Job Qualifications for Cruise Line Applicants

Some cruise ship jobs require specialized experience or education, especially for positions such as aerobics instructors, disc jockeys, photographers, and youth counselors. Others, including general cruise staff and retail positions, don’t. All, however, demand excellent customer service skills. Your best bet to break into this industry is to use the experience that you already have and market it to your advantage, but you should also be willing to accept any position for which you qualify.

Once you’ve got a position working for a cruise line, you can use your contacts to move into the areas you really desire.

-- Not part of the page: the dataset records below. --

PR #111, opened 2012-04-11
Issue #70 - fix

maticko:
Fixed problem with issue #70 because models were defined in wrong place.

### DIFF
--- a/piplmesh/api/models.py
+++ b/piplmesh/api/models.py
@@ -2,7 +2,7 @@ import datetime
 
 import mongoengine
 
-from piplmesh.models import User
+from piplmesh.account import models
 
 POST_MESSAGE_MAX_LENGTH = 500
 COMMENT_MESSAGE_MAX_LENGTH = 300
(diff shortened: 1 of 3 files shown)


piplmesh/api/models.py
```diff
@@ -1,3 +1,50 @@
-from django.db import models
+import datetime
 
-# Create your models here.
+import mongoengine
+
+from piplmesh.models import User
```
mitar: This is not correct. Wrong import. And import only modules!

maticko: Fixed?

mitar:
You should add `piplmesh.api` to `INSTALLED_APPS` and you will see if it works. :-)

maticko:
looks ok to me.

piplmesh/settings.py
```diff
@@ -145,11 +145,12 @@
 
 INSTALLED_APPS = (
     # Ours are first so that we can override default templates in other apps
-    'piplmesh.frontend',
     'piplmesh.account',
-    
+	'piplmesh.api',
```
mitar: Indentation!

maticko: Fixed.

piplmesh/settings.py
```diff
@@ -145,11 +145,12 @@
 
 INSTALLED_APPS = (
     # Ours are first so that we can override default templates in other apps
-    'piplmesh.frontend',
     'piplmesh.account',
-    
+    'piplmesh.api',
+    'piplmesh.frontend',
+
+	'django.contrib.messages',
```
mitar: Indentation! Still!

maticko:
This is fixed now....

Study your college transcript and resume for ideas on how best to market yourself. Do you have a strong service background? Experience in retail sales? Do you speak a foreign language or have tour guide experience? Many cruise lines don’t necessarily expect young adults to have much work experience, but they do want to be assured they’re hiring people who will be courteous and friendly to the passengers, so emphasize any experience you may have working with the public. Cruise employees vary greatly in their qualifications and previous experience.

For example, in one boutique aboard a ship in the Caribbean, we were introduced to a member of the gift shop staff (they’re called “shoppies” in the business) who had owned her own interior decorating store for eight years.

She had twenty employees and did millions of dollars in business every year. Then we spoke to another employee working in the same department. She was 19 and her total retail experience amounted to six weeks of part-time work at a department store over Christmas.

Pay close attention to the type of positions offered by each company. Remember that the large cruise companies with foreign registry usually won’t hire North Americans for many of the low-wage jobs, so concentrate on the jobs that are available by checking all of the information in our cruise listings.